To set up a small social enterprise scheme; get a loan, buy a small van, a mobile industrial shredder, employ a co-ordinator and run an odd job business. The odd jobbers. The idea is to draw on the strengths of LB and other young people and celebrate diversity/eccentricity. LB is an attention to detail kind of dude when pointed in the right direction and encouraged to stay there. Other young people I know have an infectious joy in meeting people (though not always joyful to their parents) and interacting, strength, humour, an ability to hang out cheerfully and other skills. The plan is to create a community presence where the odd jobbers become known about locally. People, and local businesses, enjoy the service they offer on a social, as well as financial, level. Driving round, collecting shredding, or bits for the dump, small deliveries and so on. Creating employment (for however many hours a week) and the associated benefits (productivity, achievement, activity, purpose, structure, pay and a social life) which is priceless.

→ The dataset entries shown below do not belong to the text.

PR #704, opened 2019-08-07
Do not stop dragging

myzonjkee:
Hi, 
I have prepared an [example](https://codesandbox.io/s/konva-drag-example-lfq3r) where you can reproduce my issue. Try to drag down a first rectangle and check your console.

In your console you may see something like this:

DevTools_-_codesandbox_io_s_tender-lehmann-lfq3r

Important part of a call stack I have emphasised by yellow color.
After call "insertBefore" it calls "Node.remove" where dragging will be braked...

### DIFF
--- a/src/Node.ts
+++ b/src/Node.ts
@@ -825,9 +825,6 @@ export abstract class Node<Config extends NodeConfig = NodeConfig> {
    * node.remove();
    */
   remove() {
-    // we can have drag element but that is not dragged yet
-    // so just clear it
-    DD._dragElements.delete(this._id);
     this._remove();
     return this;
   }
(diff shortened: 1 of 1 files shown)


lavrton:
I can't reproduce. I don't see any errors. And we should stop dragging if a node is going to be removed.

myzonjkee:
Yep. 
Thank you for your reply)

lavrton:
But I am still interested to know how did you have that error. If you can reproduce it, please add more info.

myzonjkee:
The [example](https://codesandbox.io/s/konva-drag-example-lfq3r) I have created to reproduce the issue just works fine for me...

ezgif com-resize

lavrton:
That was a bug in `react-konva` fixed with the last version.
Check it: https://codesandbox.io/s/konva-drag-example-01ulf

lavrton:
Thanks for the report! It was very helpful.

myzonjkee:
Thank you!

Issue #713, opened 2019-08-21
getPointerPosition should return null when there is no _pointerPositions available : Cannot read property 'x' of undefined


cyrilmesvayn:
getPointerPosition will throw a TypeError Cannot read property 'x' of undefined when there is no pointerPosition available, because it tries to access a property of a falsy variable (pos).

Should look like this : 

```
Stage.prototype.getPointerPosition = function () {
    var pos = this._pointerPositions[0];
    if (!pos) {
        Util_1.Util.warn(NO_POINTERS_MESSAGE);
        return null;
    }
    return {
        x: pos.x,
        y: pos.y
    };
};
```

lavrton:
Merged the fix.

PR #714, opened 2019-08-22
A fix for #713

Reggino:
I've updated the signature of ```Stage.getIntersection()``` as well, to minimize the impact of the change.


lavrton:
Thanks!

PR #754, opened 2019-10-03
IFrame ts interface for animation frame

rndD:
Added description for Frame object in Animation. 
I have missed it in my work with konva.

Tell me if you are interested in getting rid of `any` in Konva.js. I have more declarations to submit.


lavrton:
Thanks!

lavrton:
@rndD Yeah, I want to remove all `any` and even use strict type in TS.

rndD:
thank you for nice instrument!

PR #1871, opened 2018-09-10
Fixes #1846 The allergen field behaves weirdly

### LINKED ISSUE #1846: The allergen field behaves weirdly
The allergen field behaves weirdly
screenshot_20180816-231247

brandenfung:
## Description

The weird behaviour of allergen field was caused by improper regex matching of allergen names, which caused issues with allergens with multi-part names and improper spacing. For example the matching result for "lécithine de soja, blé" was ["lécithine ", "de ", "soja", "blé" ].

I've modified the regex to take this into consideration and to use commas a delimiters.

Fixes #1846
 
 ## Screen-shots, if any
image


teolemon:
Looks good to me. Also a nice thing in the future would be to make it use the taxonomy/system we use for categories/labels.

Issue #1625, opened 2018-05-24
The first image is not displayed in the "Share to Open Food Facts" modal 


teolemon:
![image](https://user-images.githubusercontent.com/1689815/40485330-86be7dfe-5f5e-11e8-994a-979a7389a857.png)
The first image is not displayed in the "Share to Open Food Facts" modal. It didn't have a barcode.

teolemon:
Maybe if no barcode is detected within it.

brandenfung:
Added in #1873

Issue #1599, opened 2018-05-20
Share to Open Food Facts fails when the language is not English


teolemon:
Share to Open Food Facts fails when the language is not English

jaindiv26:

There are enterprises that are doing similar type work across the country. I was pointed in the direction of Props who offer brilliant opportunities for young people in the Bristol area. But there are layers of hoops and bureaucracy to negotiate as local authorities interpret what direct payments can be spent on very differently. We had a taste of this when LB went on a “summer holiday” with a few other young men, funded through direct payments, only to come back with an extensive learning log. Oxfordshire county council insist learning outcomes are attached to funding. Props have had to create an accredited course for their enterprise. Choice and autonomy within a personalisation agenda? Forget it in practice.

These are early thoughts. It may be a vague, unattainable, undoable daydream. [Like my decluttering intentions..cough cough]. I’ve no idea how it could work in practice. But it feels better to think in terms of action. And involvement. Rather than just letting things pass by.